((

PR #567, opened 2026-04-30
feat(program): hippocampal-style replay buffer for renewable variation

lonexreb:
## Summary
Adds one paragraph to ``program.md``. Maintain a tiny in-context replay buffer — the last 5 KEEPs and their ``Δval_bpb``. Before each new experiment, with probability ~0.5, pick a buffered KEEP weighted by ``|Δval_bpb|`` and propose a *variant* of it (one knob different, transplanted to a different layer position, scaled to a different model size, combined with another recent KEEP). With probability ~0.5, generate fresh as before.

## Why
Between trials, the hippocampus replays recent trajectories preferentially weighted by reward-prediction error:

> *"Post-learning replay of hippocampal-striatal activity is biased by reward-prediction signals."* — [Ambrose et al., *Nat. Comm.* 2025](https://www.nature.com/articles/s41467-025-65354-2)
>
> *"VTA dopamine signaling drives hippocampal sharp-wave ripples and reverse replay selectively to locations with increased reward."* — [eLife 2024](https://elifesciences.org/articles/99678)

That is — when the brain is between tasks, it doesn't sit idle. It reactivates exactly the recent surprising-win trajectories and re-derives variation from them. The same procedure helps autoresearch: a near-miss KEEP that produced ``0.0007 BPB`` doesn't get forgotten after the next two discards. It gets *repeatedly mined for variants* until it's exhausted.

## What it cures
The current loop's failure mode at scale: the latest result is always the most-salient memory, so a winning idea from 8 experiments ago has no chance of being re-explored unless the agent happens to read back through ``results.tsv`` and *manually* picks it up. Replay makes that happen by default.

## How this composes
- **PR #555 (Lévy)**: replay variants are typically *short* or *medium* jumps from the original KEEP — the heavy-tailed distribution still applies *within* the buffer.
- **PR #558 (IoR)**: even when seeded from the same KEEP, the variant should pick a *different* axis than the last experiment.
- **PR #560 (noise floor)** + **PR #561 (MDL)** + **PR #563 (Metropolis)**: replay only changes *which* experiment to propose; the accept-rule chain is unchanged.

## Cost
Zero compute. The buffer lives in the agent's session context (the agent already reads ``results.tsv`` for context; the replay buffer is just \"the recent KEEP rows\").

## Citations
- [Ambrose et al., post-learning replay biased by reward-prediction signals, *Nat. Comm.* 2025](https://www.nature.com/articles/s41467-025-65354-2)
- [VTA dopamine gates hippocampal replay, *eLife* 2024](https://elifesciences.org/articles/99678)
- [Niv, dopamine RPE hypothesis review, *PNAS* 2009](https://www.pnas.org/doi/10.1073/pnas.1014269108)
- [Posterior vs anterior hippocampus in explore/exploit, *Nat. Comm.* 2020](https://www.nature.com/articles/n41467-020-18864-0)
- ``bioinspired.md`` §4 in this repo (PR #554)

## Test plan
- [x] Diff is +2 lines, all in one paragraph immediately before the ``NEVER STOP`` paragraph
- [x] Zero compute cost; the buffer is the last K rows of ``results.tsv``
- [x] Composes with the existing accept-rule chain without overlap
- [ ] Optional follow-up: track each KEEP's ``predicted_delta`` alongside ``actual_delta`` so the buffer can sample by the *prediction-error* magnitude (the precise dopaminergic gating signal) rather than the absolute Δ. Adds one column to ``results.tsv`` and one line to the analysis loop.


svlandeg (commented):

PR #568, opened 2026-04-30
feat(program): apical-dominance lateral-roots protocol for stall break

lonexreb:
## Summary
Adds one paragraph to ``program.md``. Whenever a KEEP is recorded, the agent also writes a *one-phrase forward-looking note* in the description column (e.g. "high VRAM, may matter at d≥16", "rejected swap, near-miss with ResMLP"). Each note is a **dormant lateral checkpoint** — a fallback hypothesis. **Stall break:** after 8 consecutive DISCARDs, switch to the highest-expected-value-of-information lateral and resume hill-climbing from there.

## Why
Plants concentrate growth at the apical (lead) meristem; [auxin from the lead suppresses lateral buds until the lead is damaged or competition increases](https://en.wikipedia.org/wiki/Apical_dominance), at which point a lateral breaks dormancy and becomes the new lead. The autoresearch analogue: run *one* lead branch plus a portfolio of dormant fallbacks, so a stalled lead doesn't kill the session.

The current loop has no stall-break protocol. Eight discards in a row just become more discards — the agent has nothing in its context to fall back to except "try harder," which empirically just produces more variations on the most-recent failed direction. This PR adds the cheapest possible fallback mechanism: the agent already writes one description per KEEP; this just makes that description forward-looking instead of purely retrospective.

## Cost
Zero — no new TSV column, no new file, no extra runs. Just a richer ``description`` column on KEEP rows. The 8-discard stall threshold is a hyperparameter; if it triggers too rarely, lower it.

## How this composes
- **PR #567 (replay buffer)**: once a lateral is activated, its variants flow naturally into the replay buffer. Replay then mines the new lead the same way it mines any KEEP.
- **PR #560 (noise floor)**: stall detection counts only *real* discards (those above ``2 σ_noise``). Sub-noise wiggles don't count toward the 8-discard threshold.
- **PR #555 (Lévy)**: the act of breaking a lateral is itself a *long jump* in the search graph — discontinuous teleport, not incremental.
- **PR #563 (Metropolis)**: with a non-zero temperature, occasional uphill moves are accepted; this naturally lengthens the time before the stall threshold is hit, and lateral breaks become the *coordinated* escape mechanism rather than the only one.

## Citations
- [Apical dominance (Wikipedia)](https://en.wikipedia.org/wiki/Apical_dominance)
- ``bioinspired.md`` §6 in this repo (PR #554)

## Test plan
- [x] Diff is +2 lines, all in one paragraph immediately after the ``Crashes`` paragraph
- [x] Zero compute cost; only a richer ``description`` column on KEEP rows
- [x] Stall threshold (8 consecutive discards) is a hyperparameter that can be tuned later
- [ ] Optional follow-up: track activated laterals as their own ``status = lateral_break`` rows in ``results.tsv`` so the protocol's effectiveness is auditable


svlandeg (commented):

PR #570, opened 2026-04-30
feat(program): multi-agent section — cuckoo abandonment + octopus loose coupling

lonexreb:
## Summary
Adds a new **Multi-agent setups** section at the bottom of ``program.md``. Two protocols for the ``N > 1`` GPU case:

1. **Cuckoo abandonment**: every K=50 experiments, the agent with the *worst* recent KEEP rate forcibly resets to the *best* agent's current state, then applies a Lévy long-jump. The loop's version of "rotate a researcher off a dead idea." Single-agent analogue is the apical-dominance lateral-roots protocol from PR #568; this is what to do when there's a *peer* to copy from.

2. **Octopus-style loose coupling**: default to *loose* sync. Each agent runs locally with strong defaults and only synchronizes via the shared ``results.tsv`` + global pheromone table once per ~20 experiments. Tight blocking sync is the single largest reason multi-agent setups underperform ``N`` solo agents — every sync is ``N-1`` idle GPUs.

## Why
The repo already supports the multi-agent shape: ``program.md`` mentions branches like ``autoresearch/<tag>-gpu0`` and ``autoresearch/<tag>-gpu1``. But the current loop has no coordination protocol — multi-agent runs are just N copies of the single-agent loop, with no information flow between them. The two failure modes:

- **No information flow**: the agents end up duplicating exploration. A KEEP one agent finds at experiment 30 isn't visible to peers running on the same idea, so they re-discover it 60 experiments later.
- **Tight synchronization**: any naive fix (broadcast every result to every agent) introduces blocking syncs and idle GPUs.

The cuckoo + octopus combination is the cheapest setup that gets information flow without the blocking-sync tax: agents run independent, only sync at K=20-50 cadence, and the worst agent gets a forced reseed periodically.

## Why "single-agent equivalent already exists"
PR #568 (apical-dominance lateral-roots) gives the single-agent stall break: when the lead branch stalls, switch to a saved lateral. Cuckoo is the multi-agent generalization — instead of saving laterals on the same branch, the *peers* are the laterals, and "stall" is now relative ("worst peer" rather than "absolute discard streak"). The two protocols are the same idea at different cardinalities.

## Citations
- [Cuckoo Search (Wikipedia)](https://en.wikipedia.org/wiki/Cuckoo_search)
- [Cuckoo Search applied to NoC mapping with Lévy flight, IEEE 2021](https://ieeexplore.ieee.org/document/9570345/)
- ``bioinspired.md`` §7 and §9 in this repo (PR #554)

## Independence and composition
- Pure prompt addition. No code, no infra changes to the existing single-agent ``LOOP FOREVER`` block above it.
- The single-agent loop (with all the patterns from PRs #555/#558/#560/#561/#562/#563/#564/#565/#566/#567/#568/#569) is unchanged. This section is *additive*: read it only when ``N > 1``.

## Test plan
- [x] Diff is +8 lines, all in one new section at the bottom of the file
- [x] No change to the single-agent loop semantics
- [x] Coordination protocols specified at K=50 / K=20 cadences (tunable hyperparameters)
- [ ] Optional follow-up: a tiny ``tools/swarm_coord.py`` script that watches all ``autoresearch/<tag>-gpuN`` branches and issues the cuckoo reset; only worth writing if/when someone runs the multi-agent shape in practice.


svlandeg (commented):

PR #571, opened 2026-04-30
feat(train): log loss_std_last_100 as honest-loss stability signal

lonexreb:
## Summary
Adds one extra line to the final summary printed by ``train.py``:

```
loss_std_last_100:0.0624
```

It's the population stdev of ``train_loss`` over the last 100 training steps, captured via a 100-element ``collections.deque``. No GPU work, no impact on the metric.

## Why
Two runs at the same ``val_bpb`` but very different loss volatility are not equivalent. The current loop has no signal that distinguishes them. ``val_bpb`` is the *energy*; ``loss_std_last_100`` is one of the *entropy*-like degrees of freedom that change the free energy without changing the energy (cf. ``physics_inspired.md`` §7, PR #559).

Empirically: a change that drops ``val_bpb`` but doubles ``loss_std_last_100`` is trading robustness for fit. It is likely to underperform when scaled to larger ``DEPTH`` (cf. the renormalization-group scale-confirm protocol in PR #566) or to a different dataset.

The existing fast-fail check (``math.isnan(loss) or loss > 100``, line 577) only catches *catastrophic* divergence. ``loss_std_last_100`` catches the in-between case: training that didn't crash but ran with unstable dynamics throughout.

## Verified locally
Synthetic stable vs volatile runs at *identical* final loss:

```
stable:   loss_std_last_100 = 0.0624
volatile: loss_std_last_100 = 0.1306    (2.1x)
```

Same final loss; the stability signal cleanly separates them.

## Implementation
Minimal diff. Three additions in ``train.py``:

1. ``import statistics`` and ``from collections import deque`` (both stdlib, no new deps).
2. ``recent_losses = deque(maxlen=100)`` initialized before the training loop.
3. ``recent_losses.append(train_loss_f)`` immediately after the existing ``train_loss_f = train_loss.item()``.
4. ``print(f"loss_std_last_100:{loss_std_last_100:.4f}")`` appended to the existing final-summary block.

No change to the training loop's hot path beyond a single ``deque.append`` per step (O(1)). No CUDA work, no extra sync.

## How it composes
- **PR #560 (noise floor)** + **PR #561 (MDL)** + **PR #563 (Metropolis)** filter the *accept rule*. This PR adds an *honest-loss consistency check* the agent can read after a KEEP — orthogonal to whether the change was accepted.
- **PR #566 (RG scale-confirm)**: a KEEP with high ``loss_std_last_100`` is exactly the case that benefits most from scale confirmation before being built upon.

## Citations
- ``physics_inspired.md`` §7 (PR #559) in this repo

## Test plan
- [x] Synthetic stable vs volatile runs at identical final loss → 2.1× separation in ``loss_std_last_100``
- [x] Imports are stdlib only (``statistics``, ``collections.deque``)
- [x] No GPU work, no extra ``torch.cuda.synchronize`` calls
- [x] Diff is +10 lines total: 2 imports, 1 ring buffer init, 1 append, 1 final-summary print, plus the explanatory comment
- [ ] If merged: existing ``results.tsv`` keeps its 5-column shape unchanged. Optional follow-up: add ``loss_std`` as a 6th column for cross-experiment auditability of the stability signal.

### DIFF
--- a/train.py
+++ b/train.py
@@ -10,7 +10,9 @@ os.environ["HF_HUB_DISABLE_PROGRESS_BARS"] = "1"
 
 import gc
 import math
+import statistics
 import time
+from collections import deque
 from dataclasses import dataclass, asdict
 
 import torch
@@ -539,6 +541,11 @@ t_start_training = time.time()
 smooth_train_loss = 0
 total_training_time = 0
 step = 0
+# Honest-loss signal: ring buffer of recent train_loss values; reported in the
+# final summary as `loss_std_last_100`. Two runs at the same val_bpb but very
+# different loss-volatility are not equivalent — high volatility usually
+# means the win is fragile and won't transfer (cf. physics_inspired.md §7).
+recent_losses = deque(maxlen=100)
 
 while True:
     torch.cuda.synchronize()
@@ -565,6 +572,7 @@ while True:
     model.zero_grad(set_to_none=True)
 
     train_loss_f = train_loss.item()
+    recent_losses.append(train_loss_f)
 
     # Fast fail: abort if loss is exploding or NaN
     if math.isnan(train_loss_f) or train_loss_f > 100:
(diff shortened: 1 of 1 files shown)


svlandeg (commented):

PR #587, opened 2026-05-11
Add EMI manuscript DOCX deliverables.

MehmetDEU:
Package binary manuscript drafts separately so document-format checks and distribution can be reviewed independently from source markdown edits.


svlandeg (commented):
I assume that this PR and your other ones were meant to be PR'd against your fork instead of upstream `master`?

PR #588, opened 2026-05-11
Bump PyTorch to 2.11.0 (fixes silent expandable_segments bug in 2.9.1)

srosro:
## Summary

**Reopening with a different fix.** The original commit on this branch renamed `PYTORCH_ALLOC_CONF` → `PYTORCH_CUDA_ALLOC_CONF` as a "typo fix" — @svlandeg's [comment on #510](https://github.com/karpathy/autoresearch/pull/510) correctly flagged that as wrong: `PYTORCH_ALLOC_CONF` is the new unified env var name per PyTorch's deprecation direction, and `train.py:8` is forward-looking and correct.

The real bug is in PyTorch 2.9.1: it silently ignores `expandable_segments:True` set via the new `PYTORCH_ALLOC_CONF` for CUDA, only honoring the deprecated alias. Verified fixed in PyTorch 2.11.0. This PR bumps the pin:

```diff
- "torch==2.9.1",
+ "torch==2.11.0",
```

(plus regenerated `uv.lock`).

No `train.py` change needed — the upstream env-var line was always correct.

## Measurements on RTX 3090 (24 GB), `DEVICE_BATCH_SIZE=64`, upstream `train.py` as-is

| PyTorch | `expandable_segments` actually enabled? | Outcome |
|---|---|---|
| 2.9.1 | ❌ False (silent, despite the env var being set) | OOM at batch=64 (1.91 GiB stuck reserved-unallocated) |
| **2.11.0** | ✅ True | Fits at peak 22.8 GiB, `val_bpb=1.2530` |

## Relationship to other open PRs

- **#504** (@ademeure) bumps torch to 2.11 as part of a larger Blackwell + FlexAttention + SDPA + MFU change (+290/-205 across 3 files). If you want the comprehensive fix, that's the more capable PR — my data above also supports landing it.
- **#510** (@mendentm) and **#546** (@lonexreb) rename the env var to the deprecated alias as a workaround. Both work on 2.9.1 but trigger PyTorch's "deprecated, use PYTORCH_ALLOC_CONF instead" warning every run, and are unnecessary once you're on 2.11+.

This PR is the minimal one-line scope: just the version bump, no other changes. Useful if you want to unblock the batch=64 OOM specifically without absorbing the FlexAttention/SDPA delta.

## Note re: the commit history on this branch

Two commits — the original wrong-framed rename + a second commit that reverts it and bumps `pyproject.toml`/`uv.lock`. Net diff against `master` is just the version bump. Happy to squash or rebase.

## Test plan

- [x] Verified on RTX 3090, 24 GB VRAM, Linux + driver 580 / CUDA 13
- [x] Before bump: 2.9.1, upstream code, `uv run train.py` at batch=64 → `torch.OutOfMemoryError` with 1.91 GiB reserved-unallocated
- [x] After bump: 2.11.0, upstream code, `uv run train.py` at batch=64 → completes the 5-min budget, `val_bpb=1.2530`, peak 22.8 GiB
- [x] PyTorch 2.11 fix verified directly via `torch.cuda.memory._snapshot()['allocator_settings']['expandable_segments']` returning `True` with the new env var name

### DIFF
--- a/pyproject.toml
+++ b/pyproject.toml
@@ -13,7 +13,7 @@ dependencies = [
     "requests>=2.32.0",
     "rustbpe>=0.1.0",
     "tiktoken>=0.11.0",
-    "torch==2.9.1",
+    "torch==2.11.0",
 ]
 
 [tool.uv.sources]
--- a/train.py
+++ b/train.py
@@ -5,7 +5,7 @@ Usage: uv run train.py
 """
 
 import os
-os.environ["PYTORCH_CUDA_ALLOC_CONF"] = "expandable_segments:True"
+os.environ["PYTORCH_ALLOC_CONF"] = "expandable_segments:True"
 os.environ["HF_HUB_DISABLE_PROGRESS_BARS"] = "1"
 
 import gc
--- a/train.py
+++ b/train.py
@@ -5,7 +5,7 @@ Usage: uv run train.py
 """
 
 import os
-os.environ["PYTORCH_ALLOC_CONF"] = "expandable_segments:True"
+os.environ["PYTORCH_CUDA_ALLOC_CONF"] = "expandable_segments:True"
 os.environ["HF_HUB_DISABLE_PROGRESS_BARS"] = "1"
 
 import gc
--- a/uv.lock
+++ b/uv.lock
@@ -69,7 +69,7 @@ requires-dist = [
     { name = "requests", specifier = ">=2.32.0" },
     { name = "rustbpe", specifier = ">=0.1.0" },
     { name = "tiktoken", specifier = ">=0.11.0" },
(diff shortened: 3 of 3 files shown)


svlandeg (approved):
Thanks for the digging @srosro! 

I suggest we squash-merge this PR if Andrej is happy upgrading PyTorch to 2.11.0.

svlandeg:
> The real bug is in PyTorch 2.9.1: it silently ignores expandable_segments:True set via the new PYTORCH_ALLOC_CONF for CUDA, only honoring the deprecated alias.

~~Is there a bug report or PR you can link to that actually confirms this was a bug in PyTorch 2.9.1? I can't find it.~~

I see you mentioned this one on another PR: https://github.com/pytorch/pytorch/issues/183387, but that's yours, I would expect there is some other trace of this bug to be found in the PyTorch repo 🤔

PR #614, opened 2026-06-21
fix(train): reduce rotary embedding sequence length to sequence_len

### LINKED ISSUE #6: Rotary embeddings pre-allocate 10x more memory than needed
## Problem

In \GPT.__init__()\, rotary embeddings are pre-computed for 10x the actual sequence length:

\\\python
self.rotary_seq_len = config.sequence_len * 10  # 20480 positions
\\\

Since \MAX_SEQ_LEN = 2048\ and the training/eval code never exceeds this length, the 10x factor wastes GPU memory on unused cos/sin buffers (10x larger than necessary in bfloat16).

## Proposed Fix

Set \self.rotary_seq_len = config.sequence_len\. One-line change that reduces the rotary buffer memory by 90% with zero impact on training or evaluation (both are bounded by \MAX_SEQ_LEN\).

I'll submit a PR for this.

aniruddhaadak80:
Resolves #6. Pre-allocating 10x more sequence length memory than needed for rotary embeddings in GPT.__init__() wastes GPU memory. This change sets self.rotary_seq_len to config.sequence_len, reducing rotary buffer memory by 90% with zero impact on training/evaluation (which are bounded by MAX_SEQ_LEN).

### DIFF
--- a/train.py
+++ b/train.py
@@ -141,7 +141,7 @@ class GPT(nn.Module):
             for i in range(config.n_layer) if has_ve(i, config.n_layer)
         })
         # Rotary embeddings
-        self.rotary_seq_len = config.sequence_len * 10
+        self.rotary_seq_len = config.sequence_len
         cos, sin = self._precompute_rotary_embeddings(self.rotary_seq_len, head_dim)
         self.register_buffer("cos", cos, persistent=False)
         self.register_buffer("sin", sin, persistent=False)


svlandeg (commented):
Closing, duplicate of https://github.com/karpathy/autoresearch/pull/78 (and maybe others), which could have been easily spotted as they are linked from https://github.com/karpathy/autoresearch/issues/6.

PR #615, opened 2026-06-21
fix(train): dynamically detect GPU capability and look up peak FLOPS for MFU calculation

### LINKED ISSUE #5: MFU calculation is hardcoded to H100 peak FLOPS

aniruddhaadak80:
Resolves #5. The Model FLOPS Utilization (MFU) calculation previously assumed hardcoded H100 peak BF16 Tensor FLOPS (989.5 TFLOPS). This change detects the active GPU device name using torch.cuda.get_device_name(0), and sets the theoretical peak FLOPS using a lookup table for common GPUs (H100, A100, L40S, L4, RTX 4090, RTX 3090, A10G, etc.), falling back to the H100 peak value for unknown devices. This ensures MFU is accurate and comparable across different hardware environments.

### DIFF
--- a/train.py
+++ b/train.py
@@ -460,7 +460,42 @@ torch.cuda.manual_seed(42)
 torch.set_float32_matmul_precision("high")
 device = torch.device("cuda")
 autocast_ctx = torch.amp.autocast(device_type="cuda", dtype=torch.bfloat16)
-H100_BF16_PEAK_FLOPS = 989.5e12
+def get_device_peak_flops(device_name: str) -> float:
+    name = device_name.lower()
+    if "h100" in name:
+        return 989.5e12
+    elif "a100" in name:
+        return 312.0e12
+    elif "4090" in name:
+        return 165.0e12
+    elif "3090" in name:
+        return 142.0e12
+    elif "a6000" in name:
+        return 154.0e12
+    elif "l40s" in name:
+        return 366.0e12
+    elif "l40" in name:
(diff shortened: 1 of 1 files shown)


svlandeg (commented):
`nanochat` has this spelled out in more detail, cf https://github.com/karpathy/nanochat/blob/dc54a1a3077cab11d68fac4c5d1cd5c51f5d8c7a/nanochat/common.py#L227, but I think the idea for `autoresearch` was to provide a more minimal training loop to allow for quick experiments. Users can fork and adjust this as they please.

))

- _Brief_: Check each line in the entries above for the string "impact", then give the number of matching lines alone.

- _Response_: 3